Dataset entries:
PR #119, opened 2026-09-01
Capture catalog: pack identity in the descriptor key, fenced snapshot publication

zaoxing:
## What this branch does

Reworks the ClickHouse capture catalog around pack identity and safe snapshot publication:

> Exercise instructions: What lines in the data above carry "identity"? Return them all.

> Written response:
Capture catalog: pack identity in the descriptor key, fenced snapshot publication
Reworks the ClickHouse capture catalog around pack identity and safe snapshot publication:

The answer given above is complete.